Start of Block
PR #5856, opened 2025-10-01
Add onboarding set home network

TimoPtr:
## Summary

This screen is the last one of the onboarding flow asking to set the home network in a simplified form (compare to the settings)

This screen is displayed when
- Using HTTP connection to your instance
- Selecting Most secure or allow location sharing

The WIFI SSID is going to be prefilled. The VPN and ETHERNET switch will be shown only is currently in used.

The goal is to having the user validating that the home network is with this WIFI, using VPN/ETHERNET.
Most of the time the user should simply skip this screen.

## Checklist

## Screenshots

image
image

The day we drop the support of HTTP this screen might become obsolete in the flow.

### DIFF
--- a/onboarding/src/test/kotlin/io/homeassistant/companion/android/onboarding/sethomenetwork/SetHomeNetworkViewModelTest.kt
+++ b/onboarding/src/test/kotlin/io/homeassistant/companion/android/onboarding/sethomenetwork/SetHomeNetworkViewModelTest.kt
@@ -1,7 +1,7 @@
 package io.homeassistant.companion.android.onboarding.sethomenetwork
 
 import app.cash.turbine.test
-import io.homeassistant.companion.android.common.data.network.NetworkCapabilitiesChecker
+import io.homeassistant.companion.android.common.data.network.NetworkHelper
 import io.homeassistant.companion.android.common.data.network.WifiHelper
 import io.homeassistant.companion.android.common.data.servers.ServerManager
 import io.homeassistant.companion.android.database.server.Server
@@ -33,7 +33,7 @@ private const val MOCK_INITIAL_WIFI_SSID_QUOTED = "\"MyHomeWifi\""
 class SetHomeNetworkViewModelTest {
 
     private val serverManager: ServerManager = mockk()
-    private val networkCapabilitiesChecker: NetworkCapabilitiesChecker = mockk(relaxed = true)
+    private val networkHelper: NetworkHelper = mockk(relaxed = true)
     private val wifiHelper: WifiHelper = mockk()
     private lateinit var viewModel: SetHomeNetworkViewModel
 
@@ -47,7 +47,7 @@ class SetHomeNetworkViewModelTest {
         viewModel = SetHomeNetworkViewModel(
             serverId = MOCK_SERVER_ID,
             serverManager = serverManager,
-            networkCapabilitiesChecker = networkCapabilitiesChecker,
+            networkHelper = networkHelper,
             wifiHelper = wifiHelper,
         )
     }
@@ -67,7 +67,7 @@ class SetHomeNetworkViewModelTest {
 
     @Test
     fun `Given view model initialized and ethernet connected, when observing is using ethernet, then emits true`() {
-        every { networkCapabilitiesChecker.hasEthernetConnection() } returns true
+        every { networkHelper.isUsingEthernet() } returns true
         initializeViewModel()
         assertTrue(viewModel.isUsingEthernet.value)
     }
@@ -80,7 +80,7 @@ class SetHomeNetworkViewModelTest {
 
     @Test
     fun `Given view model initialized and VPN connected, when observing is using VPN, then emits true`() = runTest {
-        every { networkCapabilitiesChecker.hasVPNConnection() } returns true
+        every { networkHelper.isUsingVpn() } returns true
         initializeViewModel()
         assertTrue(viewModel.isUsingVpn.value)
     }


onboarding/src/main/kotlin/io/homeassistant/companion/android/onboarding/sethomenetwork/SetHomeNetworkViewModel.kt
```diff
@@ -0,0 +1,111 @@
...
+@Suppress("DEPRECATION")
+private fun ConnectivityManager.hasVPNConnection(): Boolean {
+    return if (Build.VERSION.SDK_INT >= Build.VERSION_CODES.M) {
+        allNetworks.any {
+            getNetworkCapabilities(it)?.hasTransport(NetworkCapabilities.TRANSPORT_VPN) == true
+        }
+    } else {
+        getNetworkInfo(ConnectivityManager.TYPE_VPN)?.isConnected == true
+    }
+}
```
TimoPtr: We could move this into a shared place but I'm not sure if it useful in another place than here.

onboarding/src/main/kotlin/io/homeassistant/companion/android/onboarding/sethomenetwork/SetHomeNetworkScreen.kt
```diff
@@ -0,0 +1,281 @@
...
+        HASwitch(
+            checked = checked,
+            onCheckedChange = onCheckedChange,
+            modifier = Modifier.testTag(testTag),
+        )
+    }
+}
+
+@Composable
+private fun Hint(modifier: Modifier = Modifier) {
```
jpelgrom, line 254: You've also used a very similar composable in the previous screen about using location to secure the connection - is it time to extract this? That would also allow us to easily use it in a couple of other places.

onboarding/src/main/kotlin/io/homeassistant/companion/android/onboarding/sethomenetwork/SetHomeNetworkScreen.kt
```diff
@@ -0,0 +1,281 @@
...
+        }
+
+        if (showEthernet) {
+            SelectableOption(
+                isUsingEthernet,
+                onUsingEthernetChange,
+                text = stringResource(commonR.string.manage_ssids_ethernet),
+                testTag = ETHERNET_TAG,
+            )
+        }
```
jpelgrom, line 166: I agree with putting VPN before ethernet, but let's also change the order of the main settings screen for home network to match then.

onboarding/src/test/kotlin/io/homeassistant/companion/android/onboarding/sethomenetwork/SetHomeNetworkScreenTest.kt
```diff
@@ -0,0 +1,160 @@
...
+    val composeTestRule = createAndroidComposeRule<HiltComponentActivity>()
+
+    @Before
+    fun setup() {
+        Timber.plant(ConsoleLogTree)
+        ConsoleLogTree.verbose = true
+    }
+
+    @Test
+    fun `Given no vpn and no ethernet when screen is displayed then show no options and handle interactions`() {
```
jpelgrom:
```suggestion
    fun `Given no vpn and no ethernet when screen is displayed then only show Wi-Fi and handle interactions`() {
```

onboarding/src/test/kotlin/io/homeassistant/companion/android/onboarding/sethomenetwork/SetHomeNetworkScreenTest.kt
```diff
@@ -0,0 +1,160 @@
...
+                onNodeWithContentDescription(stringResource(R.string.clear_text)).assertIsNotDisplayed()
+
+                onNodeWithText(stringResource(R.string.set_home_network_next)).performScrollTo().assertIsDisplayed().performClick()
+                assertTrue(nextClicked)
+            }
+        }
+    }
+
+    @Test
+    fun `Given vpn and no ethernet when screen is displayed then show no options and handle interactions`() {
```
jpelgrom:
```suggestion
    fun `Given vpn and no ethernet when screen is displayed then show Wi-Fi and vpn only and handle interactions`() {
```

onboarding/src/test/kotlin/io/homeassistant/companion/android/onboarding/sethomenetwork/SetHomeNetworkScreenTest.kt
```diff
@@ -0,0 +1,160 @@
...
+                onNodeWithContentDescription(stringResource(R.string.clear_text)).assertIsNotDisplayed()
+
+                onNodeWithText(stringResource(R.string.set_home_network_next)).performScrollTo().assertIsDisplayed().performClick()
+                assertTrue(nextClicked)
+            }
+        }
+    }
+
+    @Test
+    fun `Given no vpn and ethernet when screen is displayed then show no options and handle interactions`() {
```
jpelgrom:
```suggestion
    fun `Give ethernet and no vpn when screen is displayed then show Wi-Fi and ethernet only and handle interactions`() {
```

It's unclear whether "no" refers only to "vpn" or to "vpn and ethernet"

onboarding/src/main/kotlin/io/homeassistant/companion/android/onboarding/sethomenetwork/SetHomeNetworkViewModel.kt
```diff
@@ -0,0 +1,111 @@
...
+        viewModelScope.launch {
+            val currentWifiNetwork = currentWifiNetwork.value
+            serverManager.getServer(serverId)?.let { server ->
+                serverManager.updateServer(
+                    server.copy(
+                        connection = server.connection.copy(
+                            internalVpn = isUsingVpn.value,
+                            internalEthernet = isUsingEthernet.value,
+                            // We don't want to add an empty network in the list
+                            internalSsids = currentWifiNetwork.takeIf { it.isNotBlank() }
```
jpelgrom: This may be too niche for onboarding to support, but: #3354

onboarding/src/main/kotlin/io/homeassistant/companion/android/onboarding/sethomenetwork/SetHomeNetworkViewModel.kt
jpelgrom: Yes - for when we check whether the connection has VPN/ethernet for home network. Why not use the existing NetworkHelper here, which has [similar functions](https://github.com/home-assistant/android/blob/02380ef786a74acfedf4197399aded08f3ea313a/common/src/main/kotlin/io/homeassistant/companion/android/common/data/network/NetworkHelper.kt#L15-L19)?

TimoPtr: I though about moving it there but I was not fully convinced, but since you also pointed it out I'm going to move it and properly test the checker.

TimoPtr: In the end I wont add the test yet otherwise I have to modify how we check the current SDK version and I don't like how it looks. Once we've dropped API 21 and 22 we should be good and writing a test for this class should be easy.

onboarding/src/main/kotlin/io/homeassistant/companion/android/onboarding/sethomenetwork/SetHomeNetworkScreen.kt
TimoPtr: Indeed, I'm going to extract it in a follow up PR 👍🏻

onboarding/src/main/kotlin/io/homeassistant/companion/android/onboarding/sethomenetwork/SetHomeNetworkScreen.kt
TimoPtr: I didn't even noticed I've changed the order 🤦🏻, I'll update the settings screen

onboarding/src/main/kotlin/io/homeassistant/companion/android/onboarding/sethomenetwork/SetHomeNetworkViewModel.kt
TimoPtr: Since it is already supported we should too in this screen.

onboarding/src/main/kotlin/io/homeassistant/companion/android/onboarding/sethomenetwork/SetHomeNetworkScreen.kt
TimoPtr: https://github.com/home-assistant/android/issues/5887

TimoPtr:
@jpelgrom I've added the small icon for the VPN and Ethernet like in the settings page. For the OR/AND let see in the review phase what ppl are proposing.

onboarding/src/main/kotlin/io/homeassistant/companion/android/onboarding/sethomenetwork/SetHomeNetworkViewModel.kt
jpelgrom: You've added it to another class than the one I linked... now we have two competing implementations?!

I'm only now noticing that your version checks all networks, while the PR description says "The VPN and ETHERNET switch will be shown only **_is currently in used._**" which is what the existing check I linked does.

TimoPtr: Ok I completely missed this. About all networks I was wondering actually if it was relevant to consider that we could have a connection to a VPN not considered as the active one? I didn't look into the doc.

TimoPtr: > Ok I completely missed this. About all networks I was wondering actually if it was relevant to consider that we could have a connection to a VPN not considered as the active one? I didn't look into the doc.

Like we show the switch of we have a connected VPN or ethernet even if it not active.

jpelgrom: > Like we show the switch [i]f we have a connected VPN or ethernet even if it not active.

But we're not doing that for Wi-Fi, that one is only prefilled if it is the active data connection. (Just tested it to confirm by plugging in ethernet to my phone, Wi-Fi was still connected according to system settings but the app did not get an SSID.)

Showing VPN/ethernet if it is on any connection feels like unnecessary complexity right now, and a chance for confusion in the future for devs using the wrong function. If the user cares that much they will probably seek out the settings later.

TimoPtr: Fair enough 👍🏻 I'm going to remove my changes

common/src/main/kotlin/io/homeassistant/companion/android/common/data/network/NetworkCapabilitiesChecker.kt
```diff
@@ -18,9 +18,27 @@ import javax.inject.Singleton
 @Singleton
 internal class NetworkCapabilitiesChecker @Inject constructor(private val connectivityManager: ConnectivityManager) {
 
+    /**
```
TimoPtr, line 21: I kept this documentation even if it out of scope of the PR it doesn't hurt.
End of Block
Required action
Check each line of the records above for "initialized", and copy those that have it.

Exercise output
     fun `Given view model initialized and ethernet connected, when observing is using ethernet, then emits true`() {
     fun `Given view model initialized and VPN connected, when observing is using VPN, then emits true`() = runTest {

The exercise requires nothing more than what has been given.